For rights granted prior to Brexit, the Commission proposes an equivalent enforceable right should automatically be extended to the UK, taking priority from the EU filing. The process of conversion should be at no cost to the right holder and should have minimal administrative requirements. There should also be an adaptation of the provisions for non-use and reputation.
For those rights which are still pending at the time of Brexit, the Commission proposes that the applicant should be entitled to retain the filing date of the EU right, however, a new application would need to be filed in the UK.

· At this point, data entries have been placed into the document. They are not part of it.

PR #226, opened 2020-07-14
VDB-1419 - Add msg sender to dent table

elizabethengelman:
Wondering if we want to add msg_sender to `flip_bid_event`, `flop_bid_event`, etc postgres types now, or once we've already added msg_sender to all of the associated events.

### DIFF
--- a/transformers/events/dent/transformer_test.go
+++ b/transformers/events/dent/transformer_test.go
@@ -43,16 +43,12 @@ var _ = Describe("Dent Transformer", func() {
 		models, err := transformer.ToModels(constants.FlipABI(), []core.EventLog{test_data.DentEventLog}, db)
 		Expect(err).NotTo(HaveOccurred())
 
-		msgSender := common.HexToAddress(test_data.DentEventLog.Log.Topics[1].Hex()).Hex()
-		msgSenderId, msgSenderErr := shared.GetOrCreateAddress(msgSender, db)
-		Expect(msgSenderErr).NotTo(HaveOccurred())
-
 		address := common.HexToAddress(test_data.FlipEthAddress()).Hex()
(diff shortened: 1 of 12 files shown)


yaoandrew (approved):

transformers/events/dent/transformer_test.go
```diff
@@ -43,10 +43,18 @@ var _ = Describe("Dent Transformer", func() {
 		models, err := transformer.ToModels(constants.FlipABI(), []core.EventLog{test_data.DentEventLog}, db)
 		Expect(err).NotTo(HaveOccurred())
 
+		var msgSenderId int64
+		msgSender := common.HexToAddress(test_data.DentEventLog.Log.Topics[1].Hex()).Hex()
+		msgSenderErr := db.Get(&msgSenderId, `SELECT id FROM public.addresses WHERE address = $1`, msgSender)
```
yaoandrew: This must be a pattern in our older transformers because I had similar code in my test. @rmulhol had suggested trying to get rid of the raw SQL look up here and use `shared.GetOrCreateAddress`

transformers/events/dent/transformer_test.go
```diff
@@ -43,10 +43,18 @@ var _ = Describe("Dent Transformer", func() {
...
+		Expect(msgSenderErr).NotTo(HaveOccurred())
+
 		var addressID int64
-		addrErr := db.Get(&addressID, `SELECT id FROM public.addresses`)
+		address := common.HexToAddress(test_data.FlipEthAddress()).Hex()
+		addrErr := db.Get(&addressID, `SELECT id FROM public.addresses WHERE address = $1`, address)
```
yaoandrew: Same here... could potentially use `shared.GetOrCreateAddress`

In relation to exhaustion of rights, the Commission proposes that any IP rights which are exhausted in the EU prior to Brexit, remain exhausted post Brexit in both the EU and the UK.
Fiona McBride, Withers & Rogers Chair and head of our Trade Mark group comments:
“This provides some welcome clarity around the uncertainty of treatment of IP rights post Brexit. Whilst we have yet to hear the UK Government’s position, we would not expect a significant divergence from the view of the Commission. We will continue to actively monitor developments in this matter in order to keep our clients up to date”.
If you require further information on anything covered in this briefing, please contact Fiona McBride (email@example.com ; +44 207 940 3600) or your usual contact at the firm. This publication is a general summary of the law. It should not replace legal advice tailored to your specific circumstances.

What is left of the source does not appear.